The word "instead" may appear in the records below. Report how many lines contain it, and write nothing besides the number.

▸ **Dataset entries**

++++++++++++++++++++

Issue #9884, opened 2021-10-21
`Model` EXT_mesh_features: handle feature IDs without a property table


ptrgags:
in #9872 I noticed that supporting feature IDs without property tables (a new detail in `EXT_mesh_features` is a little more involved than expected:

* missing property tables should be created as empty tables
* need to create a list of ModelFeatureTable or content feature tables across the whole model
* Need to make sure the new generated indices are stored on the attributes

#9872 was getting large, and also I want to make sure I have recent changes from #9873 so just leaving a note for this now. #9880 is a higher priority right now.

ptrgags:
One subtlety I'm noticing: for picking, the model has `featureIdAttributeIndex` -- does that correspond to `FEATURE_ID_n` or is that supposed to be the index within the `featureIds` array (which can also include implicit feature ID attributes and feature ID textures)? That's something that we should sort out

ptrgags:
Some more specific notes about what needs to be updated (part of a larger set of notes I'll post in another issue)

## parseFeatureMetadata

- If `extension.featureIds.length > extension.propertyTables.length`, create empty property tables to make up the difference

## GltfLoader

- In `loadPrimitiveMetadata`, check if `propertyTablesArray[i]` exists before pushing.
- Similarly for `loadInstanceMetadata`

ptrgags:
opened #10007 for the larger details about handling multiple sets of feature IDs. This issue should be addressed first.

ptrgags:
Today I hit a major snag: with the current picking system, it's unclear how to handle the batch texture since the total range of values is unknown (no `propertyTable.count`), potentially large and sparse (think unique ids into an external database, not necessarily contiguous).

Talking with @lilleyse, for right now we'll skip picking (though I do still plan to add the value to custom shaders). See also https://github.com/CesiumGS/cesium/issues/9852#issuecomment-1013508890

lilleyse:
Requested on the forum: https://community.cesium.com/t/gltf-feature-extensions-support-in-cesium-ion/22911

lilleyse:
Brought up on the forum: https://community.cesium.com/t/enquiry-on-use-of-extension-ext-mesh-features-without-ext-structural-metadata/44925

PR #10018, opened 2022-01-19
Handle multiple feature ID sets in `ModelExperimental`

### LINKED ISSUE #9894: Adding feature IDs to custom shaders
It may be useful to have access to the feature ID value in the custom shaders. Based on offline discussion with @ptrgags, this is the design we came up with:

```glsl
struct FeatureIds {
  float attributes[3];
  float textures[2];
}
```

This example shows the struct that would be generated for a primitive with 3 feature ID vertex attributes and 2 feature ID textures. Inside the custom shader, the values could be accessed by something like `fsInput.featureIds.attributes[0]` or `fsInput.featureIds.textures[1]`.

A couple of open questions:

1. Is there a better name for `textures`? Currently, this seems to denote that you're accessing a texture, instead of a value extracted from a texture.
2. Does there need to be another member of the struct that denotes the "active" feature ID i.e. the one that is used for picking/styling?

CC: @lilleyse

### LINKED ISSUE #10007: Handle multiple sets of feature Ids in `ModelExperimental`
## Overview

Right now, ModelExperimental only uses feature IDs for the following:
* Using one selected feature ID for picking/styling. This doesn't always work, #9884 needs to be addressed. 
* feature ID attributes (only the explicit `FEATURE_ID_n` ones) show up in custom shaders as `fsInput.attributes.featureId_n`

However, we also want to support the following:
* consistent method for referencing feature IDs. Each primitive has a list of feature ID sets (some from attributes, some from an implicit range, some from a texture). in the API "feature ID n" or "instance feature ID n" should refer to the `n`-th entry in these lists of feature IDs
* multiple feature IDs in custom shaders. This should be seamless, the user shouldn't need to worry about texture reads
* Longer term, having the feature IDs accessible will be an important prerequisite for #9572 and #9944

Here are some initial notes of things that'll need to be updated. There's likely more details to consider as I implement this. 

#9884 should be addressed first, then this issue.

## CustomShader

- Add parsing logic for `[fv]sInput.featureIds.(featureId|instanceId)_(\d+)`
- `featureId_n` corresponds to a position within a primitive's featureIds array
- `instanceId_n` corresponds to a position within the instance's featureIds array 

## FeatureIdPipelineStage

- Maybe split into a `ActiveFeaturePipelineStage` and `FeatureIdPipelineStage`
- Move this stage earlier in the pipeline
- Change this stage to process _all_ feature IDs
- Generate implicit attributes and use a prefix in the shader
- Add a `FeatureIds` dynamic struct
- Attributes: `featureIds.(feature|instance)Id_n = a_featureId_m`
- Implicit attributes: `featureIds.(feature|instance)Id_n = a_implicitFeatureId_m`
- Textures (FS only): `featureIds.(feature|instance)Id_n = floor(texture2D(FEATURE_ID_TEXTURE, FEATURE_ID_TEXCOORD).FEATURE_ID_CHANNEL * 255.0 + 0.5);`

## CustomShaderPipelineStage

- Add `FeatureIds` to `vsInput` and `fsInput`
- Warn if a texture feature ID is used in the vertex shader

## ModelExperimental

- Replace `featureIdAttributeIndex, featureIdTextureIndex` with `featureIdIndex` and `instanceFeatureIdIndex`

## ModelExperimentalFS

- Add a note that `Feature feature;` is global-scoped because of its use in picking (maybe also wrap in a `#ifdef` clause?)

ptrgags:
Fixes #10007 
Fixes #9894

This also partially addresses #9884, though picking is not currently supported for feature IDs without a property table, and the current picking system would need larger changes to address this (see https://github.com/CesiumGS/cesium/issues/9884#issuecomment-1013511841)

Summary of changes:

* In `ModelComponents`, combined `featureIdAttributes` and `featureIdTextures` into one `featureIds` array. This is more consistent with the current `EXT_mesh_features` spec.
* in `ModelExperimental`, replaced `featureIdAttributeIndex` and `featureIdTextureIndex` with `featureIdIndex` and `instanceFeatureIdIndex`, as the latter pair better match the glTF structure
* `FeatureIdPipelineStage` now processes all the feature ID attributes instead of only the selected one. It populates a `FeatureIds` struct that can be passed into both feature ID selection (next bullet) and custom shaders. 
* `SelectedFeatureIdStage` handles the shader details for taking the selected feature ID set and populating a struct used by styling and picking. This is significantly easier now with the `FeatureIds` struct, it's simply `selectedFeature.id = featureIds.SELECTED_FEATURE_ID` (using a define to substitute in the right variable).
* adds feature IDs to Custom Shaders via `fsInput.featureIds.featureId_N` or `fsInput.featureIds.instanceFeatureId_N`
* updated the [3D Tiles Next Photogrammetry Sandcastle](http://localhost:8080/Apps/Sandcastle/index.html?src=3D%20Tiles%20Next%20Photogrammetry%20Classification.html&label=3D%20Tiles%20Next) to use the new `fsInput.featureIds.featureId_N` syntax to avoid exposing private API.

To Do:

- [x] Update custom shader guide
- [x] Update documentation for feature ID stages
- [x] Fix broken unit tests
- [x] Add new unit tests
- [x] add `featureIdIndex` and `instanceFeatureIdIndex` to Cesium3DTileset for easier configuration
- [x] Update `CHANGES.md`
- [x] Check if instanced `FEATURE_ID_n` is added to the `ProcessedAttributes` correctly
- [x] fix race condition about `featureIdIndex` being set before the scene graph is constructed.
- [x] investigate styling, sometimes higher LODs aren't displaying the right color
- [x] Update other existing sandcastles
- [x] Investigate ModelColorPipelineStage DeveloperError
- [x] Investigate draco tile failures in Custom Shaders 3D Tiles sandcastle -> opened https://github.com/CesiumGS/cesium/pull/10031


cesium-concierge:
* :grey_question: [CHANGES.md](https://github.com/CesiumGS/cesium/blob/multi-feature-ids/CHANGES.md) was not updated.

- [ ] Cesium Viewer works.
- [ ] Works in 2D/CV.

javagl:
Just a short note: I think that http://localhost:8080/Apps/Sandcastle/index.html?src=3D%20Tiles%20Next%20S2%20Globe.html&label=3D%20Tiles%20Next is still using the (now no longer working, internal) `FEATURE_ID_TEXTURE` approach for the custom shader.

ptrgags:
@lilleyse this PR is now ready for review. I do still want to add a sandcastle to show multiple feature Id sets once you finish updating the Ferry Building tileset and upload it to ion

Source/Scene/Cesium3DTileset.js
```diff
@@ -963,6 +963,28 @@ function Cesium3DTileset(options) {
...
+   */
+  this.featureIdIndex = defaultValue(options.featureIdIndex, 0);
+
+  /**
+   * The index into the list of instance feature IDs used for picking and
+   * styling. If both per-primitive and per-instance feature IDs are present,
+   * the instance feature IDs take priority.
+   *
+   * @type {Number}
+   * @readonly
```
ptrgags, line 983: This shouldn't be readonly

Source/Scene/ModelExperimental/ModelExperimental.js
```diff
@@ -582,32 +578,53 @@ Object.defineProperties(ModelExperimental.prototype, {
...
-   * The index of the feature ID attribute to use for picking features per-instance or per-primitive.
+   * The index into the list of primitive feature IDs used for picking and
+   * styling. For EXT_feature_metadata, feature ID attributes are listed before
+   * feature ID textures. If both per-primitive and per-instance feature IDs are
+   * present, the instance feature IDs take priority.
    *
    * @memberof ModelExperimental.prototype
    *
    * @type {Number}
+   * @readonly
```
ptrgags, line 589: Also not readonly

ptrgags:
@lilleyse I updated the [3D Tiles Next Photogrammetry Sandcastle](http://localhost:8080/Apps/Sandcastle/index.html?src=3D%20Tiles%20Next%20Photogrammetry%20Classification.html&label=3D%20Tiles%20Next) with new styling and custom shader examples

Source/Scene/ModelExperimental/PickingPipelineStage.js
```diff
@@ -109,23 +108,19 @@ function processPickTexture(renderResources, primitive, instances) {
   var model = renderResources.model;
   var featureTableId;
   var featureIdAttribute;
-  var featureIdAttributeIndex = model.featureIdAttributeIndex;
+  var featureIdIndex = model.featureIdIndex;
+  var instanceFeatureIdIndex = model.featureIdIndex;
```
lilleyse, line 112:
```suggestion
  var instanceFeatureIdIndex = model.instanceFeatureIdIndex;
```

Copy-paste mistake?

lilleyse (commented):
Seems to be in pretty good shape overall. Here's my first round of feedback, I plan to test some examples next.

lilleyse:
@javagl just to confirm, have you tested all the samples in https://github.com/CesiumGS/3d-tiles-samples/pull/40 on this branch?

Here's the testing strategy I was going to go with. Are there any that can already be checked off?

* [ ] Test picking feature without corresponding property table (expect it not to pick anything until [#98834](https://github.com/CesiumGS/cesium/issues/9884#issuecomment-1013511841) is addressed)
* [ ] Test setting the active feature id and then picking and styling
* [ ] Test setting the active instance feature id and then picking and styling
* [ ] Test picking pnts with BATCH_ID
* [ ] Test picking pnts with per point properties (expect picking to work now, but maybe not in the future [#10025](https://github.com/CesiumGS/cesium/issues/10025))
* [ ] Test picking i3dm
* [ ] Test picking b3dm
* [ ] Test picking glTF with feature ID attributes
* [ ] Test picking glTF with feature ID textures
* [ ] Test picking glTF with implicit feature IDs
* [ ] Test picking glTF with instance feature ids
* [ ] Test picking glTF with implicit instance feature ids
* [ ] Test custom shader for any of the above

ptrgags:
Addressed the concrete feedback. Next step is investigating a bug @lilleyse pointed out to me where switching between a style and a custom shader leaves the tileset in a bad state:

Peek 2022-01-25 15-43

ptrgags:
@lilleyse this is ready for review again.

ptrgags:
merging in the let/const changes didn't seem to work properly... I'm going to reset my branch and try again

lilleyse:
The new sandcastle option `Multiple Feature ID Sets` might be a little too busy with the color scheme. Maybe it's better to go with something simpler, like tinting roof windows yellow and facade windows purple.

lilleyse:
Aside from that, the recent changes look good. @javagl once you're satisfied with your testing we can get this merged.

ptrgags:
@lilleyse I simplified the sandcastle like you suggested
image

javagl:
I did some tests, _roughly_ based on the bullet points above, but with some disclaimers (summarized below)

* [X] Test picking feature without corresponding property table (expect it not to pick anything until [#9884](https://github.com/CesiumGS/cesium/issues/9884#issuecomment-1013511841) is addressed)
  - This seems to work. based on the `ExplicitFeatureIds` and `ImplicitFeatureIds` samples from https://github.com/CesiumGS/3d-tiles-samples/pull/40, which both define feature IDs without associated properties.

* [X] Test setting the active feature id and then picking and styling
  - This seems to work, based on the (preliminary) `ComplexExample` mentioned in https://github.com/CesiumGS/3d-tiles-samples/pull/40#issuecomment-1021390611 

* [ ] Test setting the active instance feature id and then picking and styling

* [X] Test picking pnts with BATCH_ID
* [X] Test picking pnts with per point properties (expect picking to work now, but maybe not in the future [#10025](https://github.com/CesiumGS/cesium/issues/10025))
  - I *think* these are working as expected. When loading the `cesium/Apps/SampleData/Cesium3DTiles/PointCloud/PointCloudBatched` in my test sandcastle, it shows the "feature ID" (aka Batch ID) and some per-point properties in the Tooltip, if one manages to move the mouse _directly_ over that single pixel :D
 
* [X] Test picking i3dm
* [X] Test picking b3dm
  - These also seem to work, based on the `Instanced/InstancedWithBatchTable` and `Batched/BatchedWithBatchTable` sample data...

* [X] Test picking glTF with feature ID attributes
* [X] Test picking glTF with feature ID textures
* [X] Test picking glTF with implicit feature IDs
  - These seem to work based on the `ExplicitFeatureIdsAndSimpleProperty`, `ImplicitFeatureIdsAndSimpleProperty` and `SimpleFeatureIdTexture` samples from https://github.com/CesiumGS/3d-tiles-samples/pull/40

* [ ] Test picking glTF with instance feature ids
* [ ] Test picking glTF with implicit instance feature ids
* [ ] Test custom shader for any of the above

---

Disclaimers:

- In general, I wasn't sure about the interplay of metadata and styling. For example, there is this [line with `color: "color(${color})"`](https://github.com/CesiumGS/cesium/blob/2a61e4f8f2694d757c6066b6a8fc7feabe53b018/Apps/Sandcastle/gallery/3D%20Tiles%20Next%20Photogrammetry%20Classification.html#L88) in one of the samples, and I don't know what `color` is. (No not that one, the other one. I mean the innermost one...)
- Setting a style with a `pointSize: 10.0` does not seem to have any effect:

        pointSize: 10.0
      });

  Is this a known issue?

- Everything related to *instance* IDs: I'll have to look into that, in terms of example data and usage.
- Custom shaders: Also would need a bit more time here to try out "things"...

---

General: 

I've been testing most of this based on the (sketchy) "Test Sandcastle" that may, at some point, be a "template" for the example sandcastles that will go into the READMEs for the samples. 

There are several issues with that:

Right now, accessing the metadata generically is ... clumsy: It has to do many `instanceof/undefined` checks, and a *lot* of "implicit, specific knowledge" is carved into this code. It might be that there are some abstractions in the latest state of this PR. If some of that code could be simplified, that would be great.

++++++++++++++++++++

▸ **RESULT OF THE EXERCISE**
2